Having reached an age when adolescent dreams of a maiden Test century in the Ashes Test at Lords or edging a split decision over Marvelous Marvin Hagler become untenable, poker is the one quasi-sporting fantasy left. Everyone can posture and play the hard man, or woman, and the 10-15 per cent of the game that depends on luck introduces a democratising element that sustains the self-delusion. With a run of great cards, or even a purple patch of inspired bluffing, the mediocre can destroy the world's best. We can all be heroes, to adapt David Bowie, just for one hand.

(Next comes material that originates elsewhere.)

PR #6081, opened 2023-12-04
Draft PR for Update all Dependencys (after Drop of Python 3.6)

philipphomberger:
Draft PR for Update all Dependencys (after Drop of Python 3.6)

When the exponential growth of poker will run out of steam no one knows, but the sole visible threat comes with a heavy pinch of irony. Whether it is lawful to play on-line poker is a grey legal area in the US. This may seem vaguely paradoxical in a country in which one can buy an automatic firearm at Walmart for the price of a few dozen Dunkin' Donuts, but eventually the Supreme Court may have to decide if Americans are entitled to spend their money on a game primarily of skill.

If and when it comes to it (and given that a Commander in Chief on such close terms with the Almighty is no fan of gambling, it may not be too long), defence attorneys may remind the justices of older presidential echoes. On reflection, perhaps they won't dwell on Richard Nixon funding his college education through five-card stud. But they might remind the court of how Harry Truman mulled over the most agonising single judgement in human history during round-the-clock poker sessions with the White House press corps on the boat bringing him home from Potsdam, before finally deciding to call Hirohito's bluff and use the atomic bomb.

Until then, poker will continue to mushroom over the horizons of commerce, leisure and even perhaps politics. With thousands upon thousands taking up the game each month, the endorsement of Paul Maxfield and our other heroes of poker could be a very handy campaign tool in 2009.